> What this task involves: Below are the records; copy each line in which "still" occurs.

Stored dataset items
:::::

PR #14557, opened 2019-01-09
[WIP] Try to fix scheduler fixture

gaearon:
It's currently broken. Partially from #14025 but maybe there's bugs. I don't know yet.

I tried to fix it but 4 is still broken.

screen shot 2019-01-09 at 8 19 49 pm

I'm not sure if I need to change the expectations?

Also, 8 is broken but only if I go through every test before it first:

screen shot 2019-01-09 at 8 20 20 pm

It passes in isolation.


gaearon:
This might still be broken. In which case we need to revisit. Or maybe this is already fixed. I don't know.

PR #14559, opened 2019-01-10
Support configurable labels for custom hooks

bvaughn:
Builds on top of PR #14556 to add support for configurable labels for custom hooks (for DevTools) by way of a new, debug-only hook named `useDebugValue`.

Using the debounce hook from [usehooks.com](https://usehooks.com/) as an example:
```js
function useDebounce(value, delay) {
  const [debouncedValue, setDebouncedValue] = useState(value);

  // Show the debounced value inside of DevTools beside this hook:
  useDebugValue(debouncedValue);

  useEffect(
    () => {
      const handler = setTimeout(() => setDebouncedValue(value), delay);
      return () => clearTimeout(handler);
    },
    [value, delay]
  );

  return debouncedValue;
}
```

This would render like so:
screen shot 2019-01-09 at 9 51 25 pm


sebmarkbage:
When I first saw the name “label” I thought it would be a string to name the field itself - which I don’t think we should do. But perhaps others could be confused by the name as I was.

How about `useDebugValue`?

packages/react/src/ReactHooks.js
```diff
@@ -110,3 +110,8 @@ export function useImperativeMethods<T>(
   const dispatcher = resolveDispatcher();
   return dispatcher.useImperativeMethods(ref, create, inputs);
 }
+
+export function useDebugValueLabel(valueLabel: string) {
+  const dispatcher = resolveDispatcher();
+  return dispatcher.useDebugValueLabel(valueLabel);
```
sebmarkbage: Can we wrap this in `if (__DEV__) {`? That would make this function a noop which can be trivially eliminated by a bundler. At least with ES modules. So that would let us remove the callsite itself in prod bundles.

Kovensky:
The function it calls in the dispatcher itself is already a noop, unless
devtools are installed.

sebmarkbage:
Not all dispatchers are noops so there still needs to be a lookup of which dispatcher is active and that thing called. A call is not a noop.

I.e. a bundler doesn’t know that it will be a noop so it can’t delete it. A VM can’t neither because any dispatcher can be installed that isn’t a noop.

packages/react-reconciler/src/ReactFiberHooks.js
```diff
@@ -588,6 +588,12 @@ export function useImperativeHandle<T>(
   }, nextInputs);
 }
 
+export function useDebugValue(valueLabel: string): void {
+  // This hook is normally a no-op.
+  // The react-debug-hooks package injects its own implementation
+  // so that e.g. DevTools can display customhook values.
```
gaearon: Typo: "custom hooks"

packages/react-debug-tools/src/ReactDebugHooks.js
```diff
@@ -402,24 +412,53 @@ function buildTree(rootStack, readHookLog): HooksTree {
       subHooks: [],
     });
   }
+
+  // Associate custom hook values (useInpect() hook entries) with the correct hooks
```
gaearon: No longer called `useInspect`

packages/react-debug-tools/src/ReactDebugHooks.js
```diff
@@ -402,24 +412,53 @@ function buildTree(rootStack, readHookLog): HooksTree {
...
+  rootChildren.forEach(hooksNode => rollupDebugValues(hooksNode));
+
   return rootChildren;
 }
 
+function rollupDebugValues(hooksNode: HooksNode): void {
```
gaearon: What does this function do exactly? I struggle to understand just from reading the code — maybe because of `filter` with a mutation and recursion inside. Not saying it needs to be changed but a brief comment about what it does to the tree would help.

packages/react-debug-tools/src/__tests__/ReactHooksInspectionIntegration-test.internal.js
```diff
@@ -212,6 +212,122 @@ describe('ReactHooksInspectionIntergration', () => {
     ]);
   });
 
+  describe('useDebugValue', () => {
```
gaearon: Should we also have a test for `useDebugValue` on top level of component? Outside a Hook.

gaearon: Also should we add tests for updates? To verify `inspectHooksOfFiber` can find latest version. (In case it matters — I don't understand this enough to tell yet.)

packages/react-debug-tools/src/ReactDebugHooks.js
```diff
@@ -402,24 +412,53 @@ function buildTree(rootStack, readHookLog): HooksTree {
...
+  let useInpectHooksNodes: Array<HooksNode> = [];
+  hooksNode.subHooks = hooksNode.subHooks.filter(subHooksNode => {
+    if (subHooksNode.name === 'DebugValue') {
```
sebmarkbage: Maybe we should tag these nodes with something more unique to the built-in one so that it doesn't happen with custom hooks that happen to share the same name. E.g. You could also check that this is the terminal node. children.length === 0

packages/react-debug-tools/src/ReactDebugHooks.js
```diff
@@ -402,24 +412,53 @@ function buildTree(rootStack, readHookLog): HooksTree {
...
+
+  // Associate custom hook values (useInpect() hook entries) with the correct hooks
+  rootChildren.forEach(hooksNode => rollupDebugValues(hooksNode));
+
   return rootChildren;
 }
 
+function rollupDebugValues(hooksNode: HooksNode): void {
+  let useInpectHooksNodes: Array<HooksNode> = [];
+  hooksNode.subHooks = hooksNode.subHooks.filter(subHooksNode => {
```
sebmarkbage: Maybe just make this into a for-loop. Like Dan, I find it confusing if something is both functional style and imperative. I assume this to be pure if it's using `filter`.

bvaughn:
> What happened to the transform function as second arg? Do we expect that we don't need that?

I forgot about it 😄 I'll add it.

packages/react-debug-tools/src/ReactDebugHooks.js
bvaughn: Good point. I meant to do this but forgot. 😁

bvaughn: This seems trickier than I thought because of how we're parsing the stack for function names and then comparing them to the primitive labels.

For example, I can name the local function something more unique (e.g.  `useDebugValue__REACT_INTERNAL`) but if it's assigned to the dispatcher as `useDebugValue`– then function name that's being parsed and passed to `isReactWrapper` is `useDebugValue`.

Maybe I'm overlooking something obvious. I'll come back to this.

bvaughn:
Ping! 😄

gaearon:
What about partial renderer (server), I don't see it in this PR? Should be a no-op too, otherwise it'll crash on use.

bvaughn:
Rats. It's easy to forget about that use case. Thanks for the catch! 😄

I'll pick this up tomorrow with another PR!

:::::

> Exercise output:
I tried to fix it but 4 is still broken.
This might still be broken. In which case we need to revisit. Or maybe this is already fixed. I don't know.
Not all dispatchers are noops so there still needs to be a lookup of which dispatcher is active and that thing called. A call is not a noop.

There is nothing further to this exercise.